HyperGUI: A Web Application for Hyperspectral Image Analysis and Data Extraction

Open Access
|Jul 2024

Full Article

(1) Overview

Introduction

There are numerous platforms available for hyperspectral image processing, but these platforms are either proprietary and closed source such as ENVI [1] or when open-source and free, are only accessible within programming languages, such as Spectral Python [2] a package for handling hyperspectral data in Python and, hyperSpec [3], terra [4] and hsdar [5], three hyperspectral image analysis packages for R programming language. This can often present as a barrier to new users of hyperspectral data.

Web apps are quickly gaining popularity with scientists for their ability to create data analysis software that is robust to write and run, open-sourced, high-throughput and with strong visualization abilities [6, 7, 8]. ‘Shiny’ [9] is an object oriented and reactive web application development package within R programming language, that enables scientists to develop interactive graphical user interface (GUI) based applications for data analysis purposes.

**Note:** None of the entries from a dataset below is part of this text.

PR #6042, opened 2018-06-26
Fix 'asscoiated' typo

hellekin:
I know that **Naming is CRITICAL** and that **Refactoring only NOT welcome**.

But since I spotted this (consistent) typo and the change does not affect any
functionality -- I checked the presence of "asscoiated" in the code base, I
guess the first rule trumps the second one.

It also gave me a false pretext to bypass my reluctance to use Google forms and
sign de CLA. Typos hurt the eye.


SamSaffron:
nice catch, thanks!

PR #6043, opened 2018-06-26
Include information about iframe state in message - fix typo

c-holtermann:
In approved pull request #5276 there was a typo. The html template header contained and attribute named data-embed-status. The javascript reads data-embed-state. This does not exist so return is always null. This fix sticks to calling this "state" instead of "status" and renames the attribute to "data-embed-state".


c-holtermann:
works nicely now. Thanks for the merge !

PR #6047, opened 2018-06-27
DEV: lower highline requirement

jjaffeux:


SamSaffron:
ideally when we stick to old versions we need a comment in the gemfile about why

While there are similar GUI apps such as MIC-Surgery-Heidelberg/HyperGui for medial hyperspectral imaging, these are highly specialized for a specific task within a certain project, not well documented or published and are not friendly to general users. Here we introduce a webapp for general hyperspectral imaging preprocessing and data conversion which is accessible and friendly to a wide variety of users.

Here a web app named HyperGUI was developed based on Shiny, to handle loading, processing, and visualizing of hyperspectral images with ease. The objectives were to develop a software with functions to (1) load benchtop or aerial hyperspectral images, (2) calculate the surface reflectance based on dark and white current in the case of benchtop samples and based on ground spectral reference samples in the case of aerial images, (3) calculate PCA for a desired spectrum and save the reduced data based on percentage of variance explained and (4) visualize the hyperspectral image and the spectrum of ROIs for informative and sample selection purposes.

Implementation and architecture

HyperGUI is based on R’s web application development framework package, Shiny [9]. The overall architecture of the web app is divided into a server and a user interface (UI), with the server handling the file loading/saving and calculations (Figure 1), and the UI presenting interactive graphical input/output. The source code is available at https://github.com/shaikabiri/hyperGUI. The application can be run either on a localhost via RStudio [10] or online via shinyapps.io at https://urye8b-shayan-kabiri.shinyapps.io/hyperGUI/.

jors-12-509-g1.png
Figure 1

The architecture diagram for components of HyperGUI and their relationships.

To run the application on the localhost the following procedure should be followed. The below codes can be run in either R or RStudio. The video tutorials for the installation and the application usage can be found at https://youtube.com/@hyperGUI.

#install the devtools package first
install.packages(‘devtools’)
 
#install the package using devtools:
devtools::install_github(‘https://github.com/shaikabiri/hyperGUI’)
 
#load the package
library(hyperGUI)
 
#run the app by the following command
hyperGUI::run_app()

The software’s GUI is divided into a sidebar and a display area. The display area presents the hyperspectral image in form of a monochromatic image of a wavelength of a choice, pseudo-RGB image of three wavelengths of choice or a pseudo-RGB image of three most important components of a PCA. Moreover, the displayed image can be interacted with to crop the data or display spectra for regions of interest or spectra of interest in a plot below the displayed image. The sidebar controls the type of hyperspectral image, either benchtop or aerial, file load, data save and changes to parameters of the displayed image including wavelengths of interest, and mode of display (Figure 2).

jors-12-509-g2.png
Figure 2

Organization of software’s GUI. (A) The sidebar panel that controls file input/output, parameters of displayed image and mode of displayed image (B) The display panel, presenting the hyperspectral image, and interactive cropping or region of interest selection (grey rectangle) to display spectra on a separate plot below.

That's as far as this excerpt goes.